I do not currently have the time or inclination to address the various 
points raised in the exchange/commentary, to which I am adding some 
comments, in sufficient detail.

UC CSRG BSD original deployment largely evolved for DEC hardware 
platforms, such as the PDP-11 (with segmented overlay memory) and the 
VAX 11/780 (the first "large deployment" production "non-mainframe" with 
demand-paged virtual memory), with -- by current standards -- very slow, 
limited RAM, low bandwidth bus (such as UNIBUS), and "ethernet" NICs 
such as the DEUNA. All of this hardware platform was much less capable 
than a current X86-64 home "PC" platform, or even some ARM based 
"tablets" or "smart phones".  BSD did promulgate "sockets", and other 
innovations.  It was somewhat constrained by early ATT Unix, with a 
version of the Unix source license from ATT.  Had the legal games over 
"unix" not ensued, and had there been some entity similar to CSRG and 
the community that supported and used BSD (largely "professional"), some 
of what you wrote might not have happened.  However, it was a policy to 
build each installation of BSD from source, much more tedious than 
installable "executable" packages from commercial vendors, the same 
methodology adopted by the Linux community (communities?).  Was the BSD 
C compiler system as good as ultimately the FSF GNU C compiler?  Again, 
a matter for discussion -- but ultimately for a number of reasons, 
including open source, the GNU compilers have become a widely used 
implementation.  It was a too long time interval before a BSD variant 
was ported to the first widely deployed IA-32 machine with demand paged 
virtual memory, the 80386 with 80387 FPU; if memory serves, this was 
after ATT released a Unix for that platform.

We could discuss the file system debates to some length.  Would either 
the BSD file systems or EXT3, etc., scale to distributed WAN "file 
systems"?  Would either be "reliable" at such scales?  I daresay no.

As for ultimate performance (say in minimizing actual CPU clock cycles, 
memory accesses, etc., per "program execution"), a monolith typically 
will outperform a microkernel design, just as a traditional unstructured 
FORTRAN program (or in some cases, an assembly program) will outperform 
an OO-design C++ program with encapsulation, etc.  Which program is 
longer-term maintainable?  Which can be built by a large and dispersed 
team?  These are issues of practical software engineering, and again, a 
subject of another discussion.

On 12/17/20 5:59 PM, Konstantin Olchanski wrote:
> Rumination time, I jump in.
> 
>>> Why did monolithic kernel Linux, based primarily upon the
>>> non-production-environment OS Minix from Tanenbaum used as an
>>> implemented example for teaching OS at the undergraduate level,
>>> achieve sector dominance over micro-kernel BSD-derivatives? ...
> 
> Linux killed everybody with superiour performance, for every
> competitor, both microbenchmarks and real-use performance
> of the Linux kernel were/are measurably better.
> 
>> [what happened to BSD & derivatives?]
>> ... it boils down to a great deal of uncertainty around BSDI,
>> UCB's CSRG, Bill Jolitz, and 386BSD, all of which descended from
>> the Unix codebase ...
> 
> The USL-BSD lawsuit came just at the right moment to cut the BSD
> movement down at the knees.
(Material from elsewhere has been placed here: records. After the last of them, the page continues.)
PR #3134, opened 2021-07-25
chore: rename daemon mode to non-interactive mode

sdbondi:
## Description

Simple rename from `--daemon` to `--non-interactive`.

## Motivation and Context

Daemon was a misnomer and did not start a background process.

## How Has This Been Tested?

Console wallet starts without UI when `--non-interactive` is passed to it.

## Checklist:


hansieodendaal (commented):
Hi, some comments, maybe just NITS, otherwise looking good:
- Still picking up `daemon mode` and `--daemon-mode` in `supervisor.md`
- Still picking up `daemon` in `miningNodeProcess.js` and `walletProcess.js`
- Should `WalletMode::RecoveryDaemon` also be changed?

stringhandler (approved):

PR #3135, opened 2021-07-26
test: cucumber saf test

Cifko:
## Description
Integration test for SAF.

This test has some long sleeps, because we need to timeout the connections.
Once we solve the issue we can lower the sleeps (I've added TODO in the code).

### DIFF
--- a/integration_tests/features/WalletRoutingMechanism.feature
+++ b/integration_tests/features/WalletRoutingMechanism.feature
@@ -4,40 +4,59 @@
 @wallet-routing_mechanism @wallet
 Feature: Wallet Routing Mechanism
 
-@flaky
-Scenario Outline: Wallets transacting via specified routing mechanism only
-    Given I have a seed node NODE
-    And I have <NumBaseNodes> base nodes connected to all seed nodes
-    And I have non-default wallet WALLET_A connected to all seed nodes using <Mechanism>
-    And I have mining node MINER connected to base node NODE and wallet WALLET_A
-    And I have <NumWallets> non-default wallets connected to all seed nodes using <Mechanism>
+    @flaky
+    Scenario Outline: Wallets transacting via specified routing mechanism only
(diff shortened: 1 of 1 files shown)


Cifko:
This test is very flaky. I tried it manually as well.

hansieodendaal (commented):
Hi, just some initial comments:
- You may want to add this test to the `WalletRoutingMechanism.feature` instead.
- We already have the test called `Wallets transacting via specified routing mechanism only`. Although this test sends transactions when the other wallet is offline, I am not sure we test anything in addition to what has been tested already in the test mentioned.

integration_tests/features/WalletRoutingMechanism.feature
```diff
@@ -1,43 +1,60 @@
...
+    Scenario: Store and forward TX
+        Given I have a seed node SEED
+        And I have a base node BASE connected to seed SEED
+        And I have wallet SENDER connected to base node BASE
+        And I have wallet RECEIVER connected to base node BASE
+        And I stop wallet RECEIVER
+        And I have mining node MINE connected to base node BASE and wallet SENDER
+        And mining node MINE mines 5 blocks
+        Then I wait for wallet SENDER to have at least 1000000 uT
+        And I send 1000000 uT from wallet SENDER to wallet RECEIVER at fee 100
```
philipr-za, line 54: I am working on a very similar test and ran into an issue when I spotted your WIP PR.

So firstly I found that this line would fail quite often because the way the `send_tari` helper function is written it uses the gRPC client to get the Receiver's pubkey but if you stopped the receiver it can't do that.

Cifko: I've changed the send_tari function (forgot to push, as I was still working on it). Now it's working, but it's the longest test we have :).

stringhandler (approved):

PR #3137, opened 2021-07-26
fix: update transaction and block validator to use full deleted map

sdbondi:
## Description

Prevent double spends from being added to the mempool. This bug
was introduced by the blockchain deleted bitmap storage changes
in #3109. A new block template contained already spent transactions
which would then fail a double spend check in `calculate_mmr_roots`.

## Motivation and Context

Fixes:
```
"Chain storage error: You tried to execute an invalid Database operation: Could not delete index 141535 from the output MMR (length is 94741)" 
```

This error incorrectly attributes the failed deletion to an index that is larger than the total length. 
There are two corrections in this PR:
1. `output_mmr.len() != output_mmr.get_leaf_count()` - length is the number of remaining  unspent txos (`leaf_count - cardinality(deleted_bitmap)`).
2. The delete also can fail if the index is already added. The correct error is emitted in this case.

Expect to see many occurrences of ` WARN  Validation failed due to already spent output` in logs until double spends are cleared

## How Has This Been Tested?

Archival Sync current chain 
Mining non-empty blocks.
Cucumber tests pass (in 
progress)

## Checklist:

### DIFF
--- a/base_layer/core/src/chain_storage/blockchain_database.rs
+++ b/base_layer/core/src/chain_storage/blockchain_database.rs
@@ -35,6 +35,7 @@ use crate::{
         BlockchainBackend,
         ChainBlock,
         ChainHeader,
+        DeletedBitmap,
         HistoricalBlock,
         HorizonData,
         MmrTree,
@@ -58,6 +59,7 @@ use std::{
     cmp,
     cmp::Ordering,
     collections::VecDeque,
+    convert::TryFrom,
     mem,
     ops::Bound,
     sync::{Arc, RwLock, RwLockReadGuard, RwLockWriteGuard},
@@ -876,6 +878,12 @@ where B: BlockchainBackend
         let db = self.db_read_access()?;
         db.fetch_horizon_data()
     }
+
+    /// Returns the full deleted bitmap at the current blockchain tip
+    pub fn fetch_deleted_bitmap(&self) -> Result<DeletedBitmap, ChainStorageError> {
+        let db = self.db_read_access()?;
+        db.fetch_deleted_bitmap()
+    }
 }
 
 fn unexpected_result<T>(req: DbKey, res: DbValue) -> Result<T, ChainStorageError> {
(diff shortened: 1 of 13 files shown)


base_layer/core/src/chain_storage/blockchain_database.rs
```diff
@@ -944,24 +952,42 @@ pub fn calculate_mmr_roots<T: BlockchainBackend>(db: &T, block: &Block) -> Resul
...
+                            entity: "UTXO".to_string(),
+                            field: "hash".to_string(),
+                            value: output_hash.to_hex(),
+                        })?;
+                debug!(
+                    target: LOG_TARGET,
+                    "0-conf spend for UTXO index {} ({})",
+                    index,
+                    output_hash.to_hex()
+                );
```
SWvheerden: I would make this a trace log, or if it's debug, add some more info. 
If you run your node with debug logs, it's just suddenly going to log this line with zero context.

base_layer/core/src/validation/block_validators.rs
```diff
@@ -158,13 +158,11 @@ fn check_sorting_and_duplicates(body: &AggregateBody) -> Result<(), ValidationEr
 
 /// This function checks that all inputs in the blocks are valid UTXO's to be spend
 fn check_inputs_are_utxos<B: BlockchainBackend>(block: &Block, db: &B) -> Result<(), ValidationError> {
-    let data = db
-        .fetch_block_accumulated_data(&block.header.prev_hash)?
-        .ok_or(ValidationError::PreviousHashNotFound)?;
+    let deleted = db.fetch_deleted_bitmap()?;
```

By the time the dust settled and
> BSDs were running on PC hardware, Linux was already established.
> correlate the timelines of lawsuit against Linux and BSD timeline:
> https://urldefense.proofpoint.com/v2/url?u=https-3A__en.wikipedia.org_wiki_UNIX-5FSystem-5FLaboratories-2C-5FInc.-5Fv.-5FBerkeley-5FSoftware-5FDesign-2C-5FInc&d=DwIDAw&c=gRgGjJ3BkIsb5y6s49QqsA&r=gd8BzeSQcySVxr0gDWSEbN-P-pgDXkdyCtaMqdCgPPdW1cyL5RIpaIYrCn8C5x2A&m=47s95Ne0aOss4Lm0rou8QPxpzTQCi3wXRAuoDuFUQCk&s=RFr_K56_2XQYOg5Dxhg6Opq3kewSaB-o7k4ldfvsSwk&e= .
> 
>> Linux is greenfield
> 
> I tend to think that was the key. Linux always had the advantage over BSD
> in three areas (if you studied, programmed and used both, you already know this):
> 
> - better TCP/IP stack in Linux
> - better virtual memory system in Linux
> - better filesystems in Linux
> 
> In all three, Linux had the "green field" advantage, plus the incentive
> to beat competitors (at the time, BSD UNIX, SGI/IBM/DEC/SUN Unix derivatives).
> 
> In the TCP/IP stack, Linux people implemented zero-copy transfers and support
> for hardware-acceleration pretty much right away.
> 
> In the VM system they figured out just the right balance between
> application memory, kernel memory and filesystem caches, compared to BSD
> "active/inactive" (and nothing else).
> 
> In filesystems, Linux was the first to solve the problem of "no corruption,
> no need for fsck" after unexpected system reboot (i.e. on crash or power loss).
> (with ext3/ext4). (ok, maybe SGI was there first for the rich people, with XFS,
> but look what happened, XFS is now a mainstrean Linux filesystem).
> 
>>
>> Although, re-think your statement; Darwin with the macOS skin on it
>> has a great deal more marketshare than Linux.  In many ways the
>> BSD-system-layered-on-a-microkernelish core did win; just not the
>> hearts of developers.
>>
> 
> I would say, MacOS "won" not because but despite it's BSD foundations.
> 
> If you look behind the curtain (heck, if you look *at* the curtain), you will
> see a BSD-ish kernel firmly stuck in the 1990-ies. No semtimedop() syscall, incomplete
> pthreads (no recursive locks), no /dev/shm (no command line tool to see and
> control POSIX shared memory). The only visible kernel level innovation
> are the "never corrupts" filesystem (mostly due to "never crashes" hardware, I suspect)
> and improved VM (encrypted *and* in-memory compressed, impressive!).
> 
> Anyhow, today, MacOS wins at ping-pong while the game is hockey, if Apple still
> built hardware for serious computing, for sure the MacOS BSD "win" would count.
> 
>